**Required work:** Extract each line of the records below that contains the word "issues".

Start of Provided entries

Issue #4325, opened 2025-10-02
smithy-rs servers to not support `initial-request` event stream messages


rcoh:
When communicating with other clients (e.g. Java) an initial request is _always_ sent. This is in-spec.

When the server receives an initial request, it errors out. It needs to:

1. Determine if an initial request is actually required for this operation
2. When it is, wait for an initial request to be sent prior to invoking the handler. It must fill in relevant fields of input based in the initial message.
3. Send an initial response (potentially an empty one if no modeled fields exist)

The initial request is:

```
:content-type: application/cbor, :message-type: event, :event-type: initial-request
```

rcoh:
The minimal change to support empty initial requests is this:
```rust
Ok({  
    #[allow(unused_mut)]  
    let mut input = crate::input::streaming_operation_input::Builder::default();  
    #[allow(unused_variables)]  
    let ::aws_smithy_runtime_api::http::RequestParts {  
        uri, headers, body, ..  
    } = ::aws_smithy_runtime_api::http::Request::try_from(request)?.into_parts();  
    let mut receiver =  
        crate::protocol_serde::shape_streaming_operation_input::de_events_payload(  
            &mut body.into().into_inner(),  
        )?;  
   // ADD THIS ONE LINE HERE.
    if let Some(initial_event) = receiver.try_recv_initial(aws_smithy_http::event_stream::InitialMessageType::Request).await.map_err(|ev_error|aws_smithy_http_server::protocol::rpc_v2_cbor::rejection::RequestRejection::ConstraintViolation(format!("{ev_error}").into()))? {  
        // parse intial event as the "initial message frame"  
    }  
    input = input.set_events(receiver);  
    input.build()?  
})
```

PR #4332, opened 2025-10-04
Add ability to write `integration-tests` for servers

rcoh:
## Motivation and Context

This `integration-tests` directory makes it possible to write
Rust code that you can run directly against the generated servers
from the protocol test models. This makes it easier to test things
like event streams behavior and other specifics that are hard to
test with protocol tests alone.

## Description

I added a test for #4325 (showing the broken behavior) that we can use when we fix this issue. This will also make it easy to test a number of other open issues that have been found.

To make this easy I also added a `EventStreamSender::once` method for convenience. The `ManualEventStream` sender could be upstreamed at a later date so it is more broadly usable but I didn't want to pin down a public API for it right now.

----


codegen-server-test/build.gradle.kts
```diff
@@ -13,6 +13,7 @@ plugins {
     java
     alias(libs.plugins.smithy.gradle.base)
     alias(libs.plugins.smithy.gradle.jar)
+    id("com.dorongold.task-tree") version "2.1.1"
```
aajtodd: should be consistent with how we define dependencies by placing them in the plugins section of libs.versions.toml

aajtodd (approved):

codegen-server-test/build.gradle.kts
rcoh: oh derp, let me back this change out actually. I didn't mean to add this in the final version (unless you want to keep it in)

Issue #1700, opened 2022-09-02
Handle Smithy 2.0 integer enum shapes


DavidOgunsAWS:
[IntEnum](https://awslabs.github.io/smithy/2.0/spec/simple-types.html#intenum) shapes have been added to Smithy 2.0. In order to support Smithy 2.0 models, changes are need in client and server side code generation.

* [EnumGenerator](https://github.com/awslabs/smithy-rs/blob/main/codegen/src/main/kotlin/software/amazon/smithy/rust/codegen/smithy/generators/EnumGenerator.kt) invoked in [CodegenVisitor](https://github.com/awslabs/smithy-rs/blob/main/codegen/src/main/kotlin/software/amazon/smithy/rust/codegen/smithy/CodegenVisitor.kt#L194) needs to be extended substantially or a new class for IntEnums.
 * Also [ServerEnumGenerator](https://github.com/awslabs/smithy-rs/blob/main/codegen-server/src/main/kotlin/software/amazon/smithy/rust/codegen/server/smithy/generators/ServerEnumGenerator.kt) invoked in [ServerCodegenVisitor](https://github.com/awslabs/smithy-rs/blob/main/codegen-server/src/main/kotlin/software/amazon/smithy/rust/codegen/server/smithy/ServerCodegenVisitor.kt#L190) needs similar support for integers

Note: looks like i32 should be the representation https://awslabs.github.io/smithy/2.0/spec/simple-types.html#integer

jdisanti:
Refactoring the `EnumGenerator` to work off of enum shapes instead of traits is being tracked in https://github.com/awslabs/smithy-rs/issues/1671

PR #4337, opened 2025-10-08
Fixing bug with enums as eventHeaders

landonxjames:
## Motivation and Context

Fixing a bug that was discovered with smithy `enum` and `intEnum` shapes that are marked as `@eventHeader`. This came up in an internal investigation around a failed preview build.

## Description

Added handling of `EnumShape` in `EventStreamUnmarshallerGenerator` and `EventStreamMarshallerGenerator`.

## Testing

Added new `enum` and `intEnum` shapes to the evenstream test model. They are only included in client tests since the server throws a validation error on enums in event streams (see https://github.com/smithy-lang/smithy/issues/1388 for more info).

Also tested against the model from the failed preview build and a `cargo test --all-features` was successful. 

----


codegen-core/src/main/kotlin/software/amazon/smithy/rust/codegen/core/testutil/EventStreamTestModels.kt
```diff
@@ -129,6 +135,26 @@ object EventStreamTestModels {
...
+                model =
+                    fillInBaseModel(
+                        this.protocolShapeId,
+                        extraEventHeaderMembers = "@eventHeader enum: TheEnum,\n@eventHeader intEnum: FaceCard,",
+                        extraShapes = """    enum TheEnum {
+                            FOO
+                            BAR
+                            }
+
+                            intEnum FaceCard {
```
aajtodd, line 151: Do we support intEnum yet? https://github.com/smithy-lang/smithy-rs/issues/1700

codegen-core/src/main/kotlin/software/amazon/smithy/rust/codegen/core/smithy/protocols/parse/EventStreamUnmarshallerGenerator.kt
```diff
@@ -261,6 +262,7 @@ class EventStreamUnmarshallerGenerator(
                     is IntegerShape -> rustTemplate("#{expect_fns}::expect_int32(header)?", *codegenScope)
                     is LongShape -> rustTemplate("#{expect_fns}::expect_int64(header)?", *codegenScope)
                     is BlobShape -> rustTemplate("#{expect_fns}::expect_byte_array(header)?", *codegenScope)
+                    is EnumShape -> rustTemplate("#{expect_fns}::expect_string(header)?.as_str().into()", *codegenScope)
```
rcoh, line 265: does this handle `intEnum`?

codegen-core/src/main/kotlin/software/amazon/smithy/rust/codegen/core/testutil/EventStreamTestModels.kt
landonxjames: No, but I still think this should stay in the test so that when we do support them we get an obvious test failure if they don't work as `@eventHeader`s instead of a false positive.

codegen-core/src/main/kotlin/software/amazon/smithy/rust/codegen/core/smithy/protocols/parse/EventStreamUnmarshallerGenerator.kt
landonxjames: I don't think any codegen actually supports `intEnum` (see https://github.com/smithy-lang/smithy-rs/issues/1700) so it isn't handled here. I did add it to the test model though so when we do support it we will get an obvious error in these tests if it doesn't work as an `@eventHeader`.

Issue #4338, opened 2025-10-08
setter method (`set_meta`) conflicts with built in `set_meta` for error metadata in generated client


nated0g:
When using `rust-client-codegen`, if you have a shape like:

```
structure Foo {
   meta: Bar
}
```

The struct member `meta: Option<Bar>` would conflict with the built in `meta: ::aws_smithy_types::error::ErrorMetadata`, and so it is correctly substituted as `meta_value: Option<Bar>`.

End of Provided entries

**Solution to this task:**
I added a test for #4325 (showing the broken behavior) that we can use when we fix this issue. This will also make it easy to test a number of other open issues that have been found.
Refactoring the `EnumGenerator` to work off of enum shapes instead of traits is being tracked in https://github.com/awslabs/smithy-rs/issues/1671
Added new `enum` and `intEnum` shapes to the evenstream test model. They are only included in client tests since the server throws a validation error on enums in event streams (see https://github.com/smithy-lang/smithy/issues/1388 for more info).
aajtodd, line 151: Do we support intEnum yet? https://github.com/smithy-lang/smithy-rs/issues/1700
landonxjames: I don't think any codegen actually supports `intEnum` (see https://github.com/smithy-lang/smithy-rs/issues/1700) so it isn't handled here. I did add it to the test model though so when we do support it we will get an obvious error in these tests if it doesn't work as an `@eventHeader`.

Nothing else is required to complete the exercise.